Acts 1: 1-11; Psalm 47; Ephesians 4:1-13 (RM) or Eph 1:15-23 (RCL); Mark 16: 15-20 (RM) or Luke 24:44-53 (RCL.)
Life must have been so much simpler when the earth was still flat.
Having said that though (with a wink), I need to acknowledge the position of a colleague of mine, a medievalist who argued that, in the Middle Ages, seafaring peoples were aware that the earth’s surface had a certain round contour to it. This was because when a departing ship sails far enough away on the horizon, the hull disappears before the tip of the mast does.
Nonetheless, the conventional dualism of “heaven above, earth below” or “earth above, but below — ooh, you don’t want to go there!” still exerts a powerful influence on our religious imagery, even when it no longer reflects our limited scientific knowledge.
I discovered when helping my young cousin prepare her reading for the Easter Vigil (the first creation account from Genesis) that the expression “the dome of the sky above” makes no sense to a 12-year-old today. Our concept of space now is about unfathomable infinity, or innumerable galaxies, at least two trillion galaxies according to the data relayed by the now-obsolete Hubble Telescope. And, depending on how much science fiction you watch, populated by often gruesome aliens in costumes worn by Hollywood actors.
And yet, our religious cosmology has not changed. In church we still hear, pray and sing about “heaven above and earth below.” We translate it mentally from a statement of physical location to a state of spiritual existence, and not only in English: le ciel, der Himmel, in each case the sky becomes a synonym for Heaven.
A positive spin on this imagery might be that it de-centres our small selves and re-orients us to who we are as creations within infinite creation, called into being by a transcendent Divine love. The danger, unsurprisingly, has to do with cosmology in which physical placement represents hierarchical ranking, where higher is better than lower, and that if supreme power and ultimate domination characterize the wholly-Other, patriarchal God, then any claims to a divine right to power made by authoritarian rulers, sacred and secular, would be justified.
So what do we make of the story that Jesus rose upward from the earth’s surface and disappeared behind a cloud, never to visibly return? In our readings for today, the story is told more clearly in the beginning of the book of Acts. By contrast, in a section of text composed well after the rest of the gospel of Mark and added at the end, we find only a brief mention that he was “taken up into heaven.” Whatever the lived experience of those original disciples may have been, the text claims further,
“…and [he] took his seat at the right hand of God:”
In this case a theological belief, not an event that they witnessed.
In the Hebrew scriptures the prophet Elijah was believed to have ascended to the heavens in a chariot, and as a result, would someday return again. Before too long, Christians came to believe that Christ, like Elijah, had ascended in the direction of the East, and would return again from the East. A pattern of ascension combined with an anticipated return in an undefined future was already familiar to them.
So what sense can we make of the Ascension account today? The risen Christ was no longer physically present to those who had known him, but that did not mean he had somehow been “replaced” by the Holy Spirit.

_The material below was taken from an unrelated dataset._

PR #4644, opened 2026-01-22
feat: implement pod mutation observability metrics

### LINKED ISSUE #3702: Improve Operator Pod Mutation Observability
### Component(s)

Christ remains incarnate in our flesh. Christ represents a living, if not tangible, presence. We speak of “the living presence of Christ,” of seeing the face of Christ in the faces of other Christians who have died and risen with Christ in baptism, and that the sacraments are acts of Christ himself among his people.

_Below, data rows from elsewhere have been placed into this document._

PR #5420, opened 2026-08-06
[Chore] Fix OBI smoke tests for OpenShift and multi-node clusters

IshwarKanse:
## Summary

- Use `nginx-unprivileged:stable` on port 8080 instead of `nginx:stable` on port 80 in OBI target workloads. Standard nginx binds port 80, which fails on OpenShift where the restricted SCC runs containers with a random non-root UID.
- Inline telemetry steps (`wait-for-telemetry`, `validate-collector-spans`) to check **all** DaemonSet collector pods instead of only the first. OBI eBPF traces only appear in the collector pod on the same node as the target workload, so picking `items[0]` is flaky on multi-node clusters.
- For the unprivileged OBI test, skip telemetry steps on OpenShift with kernel < 6.4 (OCP 4.x / RHEL 9) where the base-6 capabilities are insufficient for the sk_msg/sockhash eBPF path. Spec reconciliation (DaemonSet, RBAC, CR status) is still validated on all platforms.

## Test plan

- [x] `smoke-collector-obi` passes on OpenShift 4.x (3-node cluster, kernel 5.14)
- [x] `smoke-collector-obi-unprivileged` passes on OpenShift 4.x — spec reconciliation validated, telemetry steps correctly skipped with kernel < 6.4
- [x] Both tests pass when run in parallel
- [x] Verify tests still pass on kind (single-node, kernel >= 6.4 — telemetry steps should run fully)

### DIFF
--- a/tests/e2e/smoke-collector/smoke-collector-obi-unprivileged/01-install-app.yaml
+++ b/tests/e2e/smoke-collector/smoke-collector-obi-unprivileged/01-install-app.yaml
@@ -15,13 +15,13 @@ spec:
     spec:
       containers:
         - name: nginx
-          image: mirror.gcr.io/library/nginx:stable
+          image: mirror.gcr.io/nginxinc/nginx-unprivileged:stable
           ports:
-            - containerPort: 80
+            - containerPort: 8080
           readinessProbe:
             httpGet:
               path: /
-              port: 80
+              port: 8080
             initialDelaySeconds: 3
             periodSeconds: 5
 ---
@@ -34,4 +34,4 @@ spec:
     app: obi-target
   ports:
     - port: 80
-      targetPort: 80
+      targetPort: 8080
--- a/tests/e2e/smoke-collector/smoke-collector-obi-unprivileged/chainsaw-test.yaml
+++ b/tests/e2e/smoke-collector/smoke-collector-obi-unprivileged/chainsaw-test.yaml
@@ -7,12 +7,18 @@ metadata:
 # fine-grained Linux capabilities instead of a privileged container.
 # Validates that the operator reconciles the unprivileged CR into the
 # correct DaemonSet spec and that the OBI receiver produces traces.
+#
+# On OpenShift 4.x (kernel < 6.4), the base-6 capabilities are
+# insufficient for eBPF trace generation — the sk_msg/sockhash path is
+# disabled due to a kernel locking bug. The spec reconciliation is still
+# validated but the telemetry steps are skipped. See PR #5219 capability
+# findings for details.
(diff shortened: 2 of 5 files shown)


swiatekm (commented):
Does chainsaw lot let us check the support once and then skip the rest of the test? Having to do it in each step sucks.

IshwarKanse:
Unfortunately, Chainsaw v0.2.15 doesn't support this — I investigated several approaches:

1. **Step outputs don't propagate across steps.** A `check-kernel` step that sets an `ebpfSupported` output can't be referenced by later steps — Chainsaw scopes outputs to the step they're defined in. I verified this with a minimal repro that fails with `variable not defined`.

2. **No conditional `skip` at the step level.** Chainsaw v0.2 only has `spec.skip: true` (a static boolean that skips the entire test), not a per-step runtime condition.

3. **`use: template:` is mutually exclusive with `try:`.** So we can't combine a guard script with a step template in the same step.

To reduce the duplication, the actual kernel check logic lives in a single `check-ebpf-support.sh` helper script — each step just calls `./check-ebpf-support.sh || exit 0` (one line).

Chainsaw v1 (currently in development) may add richer step-level conditionals, which would let us clean this up further.

iblancasa (approved):

IshwarKanse:
### Upstream CI Verification (kind cluster, Kubernetes 1.35)

Both OBI smoke tests passed with all telemetry steps fully executing:

**`smoke-collector-obi` (privileged)** — PASS (34.41s)
- All 6 steps ran: `setup-scc` → `install-collector` → `install-target-workload` → `send-traffic` → `wait-for-telemetry` → `validate-collector-spans`
- `wait-for-telemetry`: Found `k8s.namespace.name` in collector logs after 5s (1 retry)
- `validate-collector-spans`: `otelcol_exporter_sent_spans = 3` on pod `obi-collector-collector-7lggg` — first attempt success

**`smoke-collector-obi-unprivileged`** — PASS (45.06s)
- All 6 steps ran — `check-ebpf-support.sh` correctly returned 0 on kind (no OpenShift SCC API), so **no steps were skipped**
- `send-traffic`: Successfully hit `nginx-unprivileged` on port 8080
- `wait-for-telemetry`: Found `k8s.namespace.name` after 15s (3 retries)
- `validate-collector-spans`: `otelcol_exporter_sent_spans = 3` on pod `obi-collector-collector-7qd45` — first attempt success

The `check-ebpf-support.sh` guard only activates on OpenShift with kernel < 6.4 — on kind, all telemetry verification runs fully.

swiatekm (approved):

There’s no question of “Christ then/Spirit now,” no either/or. The story of the Ascension acts as a capstone to the incarnation, death and resurrection of Christ, not to close off the narrative, but to propel it widely and wildly into the future and across the known world.
The ascension makes sense in the context of how the early church saw its mission. When Jesus disappeared, his disciples and friends were freed to go out to spread the news that death itself had been overcome by a prophet who was far more than a prophet. His ascension, in the words of commentator Jin Young Choi,
“generates a movement that is not centripetal but centrifugal.”
And it’s only the beginning.
© Susan K. Roll
This Reflection has been lightly edited from that of May 16, 2021.
Susan Roll retired from the Faculty of Theology at Saint Paul University, Ottawa, in 2018, where she served as Director of the Sophia Research Centre. Her research and publications are centred in the fields of liturgy, sacraments, and feminist theology. She holds a Ph.D. from the Catholic University of Leuven (Louvain), Belgium, and has been involved with international academic societies in liturgy and theology, as well as university chaplaincy, Indigenous ministry and church reform projects.
Thank you for your line: “Christ remains incarnate in our flesh”, which I have carried with me like a kind of mantra over these last days. It is a word of hope for me, in a world that presently holds so much violence and grief.